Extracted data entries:
PR #2056, opened 2022-12-06
Fix issue 8467 ShowCommand regression

rajyan:
In https://github.com/phpstan/phpstan-src/pull/1950

I replaced this specification
https://github.com/phpstan/phpstan-src/commit/46a8f32f5474b6f6127fb17a1638e7e11897be52#diff-dc817f2bab8672057a95375a542e68599164f6ab2380e4cccd1b50583e295d85R3514-R3544

with a conditional expression
https://github.com/phpstan/phpstan-src/blob/106cf1bc332242e94fce4bea25cea4cdc856e562/src/Analyser/NodeScopeResolver.php#L4021-L4024

which caused a regression for `non-empty-array` because of this line.
https://github.com/phpstan/phpstan-src/blob/024e98ecd612b3ca8a25cc1e612ed30d46d94202/src/Analyser/NodeScopeResolver.php#L3997

Thanks to `isConstantArray` and `getConstantArrays` we can handle this case correctly too.

### DIFF
--- a/src/Analyser/NodeScopeResolver.php
+++ b/src/Analyser/NodeScopeResolver.php
@@ -3992,16 +3992,18 @@ class NodeScopeResolver
 			}
 		}
 
+		$constantArrays = $iterateeType->getConstantArrays();
 		if (
 			$stmt->getDocComment() === null
-			&& $iterateeType instanceof ConstantArrayType
+			&& $iterateeType->isConstantArray()->yes()
+			&& count($constantArrays) === 1
 			&& $stmt->valueVar instanceof Variable && is_string($stmt->valueVar->name)
 			&& $stmt->keyVar instanceof Variable && is_string($stmt->keyVar->name)
 		) {
 			$valueConditionalHolders = [];
 			$arrayDimFetchConditionalHolders = [];
-			foreach ($iterateeType->getKeyTypes() as $i => $keyType) {
-				$valueType = $iterateeType->getValueTypes()[$i];
+			foreach ($constantArrays[0]->getKeyTypes() as $i => $keyType) {
+				$valueType = $constantArrays[0]->getValueTypes()[$i];
 				$holder = new ConditionalExpressionHolder([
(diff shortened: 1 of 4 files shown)


herndlm:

--- Exercise objective ---
Every line above has to be restated word for word.

--- Solution to this problem ---
PR #2056, opened 2022-12-06
Fix issue 8467 ShowCommand regression

rajyan:
In https://github.com/phpstan/phpstan-src/pull/1950

I replaced this specification
https://github.com/phpstan/phpstan-src/commit/46a8f32f5474b6f6127fb17a1638e7e11897be52#diff-dc817f2bab8672057a95375a542e68599164f6ab2380e4cccd1b50583e295d85R3514-R3544

with a conditional expression
https://github.com/phpstan/phpstan-src/blob/106cf1bc332242e94fce4bea25cea4cdc856e562/src/Analyser/NodeScopeResolver.php#L4021-L4024

which caused a regression for `non-empty-array` because of this line.
https://github.com/phpstan/phpstan-src/blob/024e98ecd612b3ca8a25cc1e612ed30d46d94202/src/Analyser/NodeScopeResolver.php#L3997

Thanks to `isConstantArray` and `getConstantArrays` we can handle this case correctly too.

### DIFF
--- a/src/Analyser/NodeScopeResolver.php
+++ b/src/Analyser/NodeScopeResolver.php
@@ -3992,16 +3992,18 @@ class NodeScopeResolver
 			}
 		}
 
+		$constantArrays = $iterateeType->getConstantArrays();
 		if (
 			$stmt->getDocComment() === null
-			&& $iterateeType instanceof ConstantArrayType
+			&& $iterateeType->isConstantArray()->yes()
+			&& count($constantArrays) === 1
 			&& $stmt->valueVar instanceof Variable && is_string($stmt->valueVar->name)
 			&& $stmt->keyVar instanceof Variable && is_string($stmt->keyVar->name)
 		) {
 			$valueConditionalHolders = [];
 			$arrayDimFetchConditionalHolders = [];
-			foreach ($iterateeType->getKeyTypes() as $i => $keyType) {
-				$valueType = $iterateeType->getValueTypes()[$i];
+			foreach ($constantArrays[0]->getKeyTypes() as $i => $keyType) {
+				$valueType = $constantArrays[0]->getValueTypes()[$i];
 				$holder = new ConditionalExpressionHolder([
(diff shortened: 1 of 4 files shown)


herndlm:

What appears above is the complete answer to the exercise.